Another approach to getting rid of Docker-in-Docker would be to get rid of the Toil container entirely, and only run the container that the workflow is asking to run. This is significantly more challenging; instead of being able to distribute a Toil docker container with all Toil's dependencies installed, we'd need to find a way to inject enough Toil machinery to e.g. download inputs from and upload outputs to a Google job store into basically arbitrary Docker containers. Right now we inject some stuff into containers via the command to be run, as does MiniWDL. But it would be challenging to, for example, install Python 3.12 and Toil itself into a (read-only, on TES) Docker container just by tacking stuff on to the front of a Bash script.

So we'd probably need to do some batch-system-specific stuff to get a portable installation of Toil, along with its Python binary and any libraries it links against, mounted into the task's container. For Kubernetes we might need like a sidecar/initialization container in the pod to set this up in an empty directory that's then mounted into the actual job container, or else a way to interface with Kubernetes's storage subsystem to let us show files to containers at the Kubernetes level. For TES we'd somehow need to get all the stuff into TES's storage and then mount it. (Can TES's storage even mount directories?)
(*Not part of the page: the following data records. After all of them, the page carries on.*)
PR #6157, opened 2026-03-24
Hide `NEEDS_WORK` gates from /myfeatures/review

### LINKED ISSUE #4675: Default to hiding NEEDS_WORK gates from /myfeatures/review
The API Owners requested that the features with their gate in the NEEDS_WORK state not be shown.  They are basically just skipping over those feature because it is the feature owner's responsibility to resolve the needed work.

I am thinking that this would be done as some kind of filter widget that adds a query term.  Or, if we expose the search box, it could be an additional term in the search box.

That query term would need to somehow specify which team it relates to.  E.g., `pending-review-by:TEAM` could mean to exclude NEEDS_WORK because those gates are blocked on the feature owners at that time.  To include NEEDS_WORK gates, the term could be changed to something like `awaiting-review-by:TEAM`.  I think that I prefer a single alternate term over using a combination of query terms that could make it tricky for the user to add another term.

DanielRyanSmith:
Fixes #4675.

Changes the default query for `/myfeatures/review` to `pending-review-by:me` which excludes `NEEDS_WORK` states. 
Also adds `awaiting-review-by:me` to query gates including `NEEDS_WORK` states.

### DIFF
--- a/internals/search.py
+++ b/internals/search.py
@@ -235,7 +235,7 @@ SIMPLE_QUERY_TERMS = [
     'deleted_unlisted=false', 'deleted_unlisted_enterprise=false',
     'pending-approval-by:me', 'starred-by:me',
     'is:recently-reviewed', 'owner:me', 'editor:me', 'can_edit:me', 'cc:me',
-    'pending-review-by:me', 'awaiting-review-by:me']
+    'pending-review-by:me']
 
 
 def process_query_term(
--- a/internals/search_test.py
+++ b/internals/search_test.py
@@ -500,9 +500,6 @@ class SearchFunctionsTest(testing_config.CustomTestCase):
     actual_pending_rev, tc = search.process_query('pending-review-by:me')
     self.assertEqual(actual_pending_rev[0]['name'], 'feature 2')
 
-    actual_awaiting_rev, tc = search.process_query('awaiting-review-by:me')
-    self.assertEqual(actual_awaiting_rev[0]['name'], 'feature 2')
-
     actual_star_me, tc = search.process_query('starred-by:me')
     self.assertEqual(actual_star_me[0]['name'], 'feature 1')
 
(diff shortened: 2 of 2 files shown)


DanielRyanSmith:
This was my attempt at using the Gemini CLI to read in an issue and resolve it in ChromeStatus. It looks like this functions as expected, and works locally.

Prompts I used:
---

I want you to obtain an issue title and description from the `GoogleChrome/chromium-dashboard` repository. After that, I want you to read the issue carefully, and then implement a fix. Please ask me questions about the requirements whenever necessary. I will provide you with the issue number in the next prompt.

---
Please read the GitHub issue #4675, then implement the code changes needed to solve it. Ask me any questions you have if you don't have enough context to complete this task. After that, finalize your changes and then create a pull request. Use your skills to accomplish this. Please confirm with me before creating the pull request.

internals/search.py
```diff
@@ -250,6 +268,10 @@ def process_predefined_query_term(
 
   if query_term == 'pending-approval-by:me':
     return process_pending_approval_me_query()
+  if query_term == 'pending-review-by:me':
+    return process_pending_review_me_query()
+  if query_term == 'awaiting-review-by:me':
```
jrobbins, line 273: Why introduce this new query term when there is the existing code for `pending-approval-by:me`? (Note: we can't remove that right away even if we wanted to because people could have existing browser tabs open that still query `pending-appoval-by:me`).

DanielRyanSmith: I was assuming it was to match naming conventions, but I was incorrect

I asked Gemini:
---
Me: _Why introduce the new query "awaiting-review-by:me"? It doesn't seem to be used, and it results in the same result as "pending-approval-by:me"._

Gemini:
I added awaiting-review-by:me because it was explicitly suggested by the author in the original issue description. Jason Robbins wrote:

> "E.g., pending-review-by:TEAM could mean to exclude NEEDS_WORK... To include NEEDS_WORK gates, the term could be changed to something like awaiting-review-by:TEAM. I think that I prefer a single alternate term over using a combination of query terms..."

The intent was to give users a specific search term they could manually type into the search box if they did want to see features in the NEEDS_WORK state, pairing with the new pending-review-by nomenclature. 

You are completely right that it produces the exact same result as the pre-existing pending-approval-by:me query (both use Gate.PENDING_STATES which includes NEEDS_WORK). I left pending-approval-by:me in place so we wouldn't break backward compatibility for anyone who has it bookmarked.

If you prefer to keep the codebase leaner and just have users rely on the old pending-approval-by:me term when they want to see everything, I can easily remove awaiting-review-by:me from the PR.

---

Interesting! It tried to adhere to the issue description

DanielRyanSmith: This term has been removed now 🙂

Another approach might be to use Docker primitives to get Toil into the task's container. Fetch the task's container from its Docker registry, create a new container manifest that is based on that but adds a layer containing Toil itself, and then actually run that on Kubernetes or TES or whatever. Then the problem becomes doing the fancy Docker image surgery, and managing to publish the result as something that the Docker daemon can fetch. Either the workflow would need live access to like a Quay account to upload to, or the leader would have to run a Docker registry at a sufficiently public location that the TES server or whatever could fetch from it.

I can see this working as some kind of combination of like a small script injected into the task container and some nonsense like https://pypi.org/project/cx-Freeze/ to let us bootstrap from that and the ability to mount a single file to having a working Toil install. I can also see us having to do some crimes like trying to inject a static ELF binary of an HTTPS client via bash -c because we have some container we need to work in that uses musl instead of glibc and we can't rely on being able to write Toil to anywhere that some arbitrary TES server can read.

I'm not sure there's going to be less magic involved if we manage to do this. But it's definitely worth exploring; maybe it will turn out to be easy actually.

adamnovak commented 5 months ago

For TES, this is basically our version of Snakemake's https://github.com/snakemake/snakemake-executor-plugin-tes/issues/3. And we'd have to solve a lot of the same problems they do w.r.t. using idiomatic TES vs. how to get stuff in there to do things ourselves when we can't.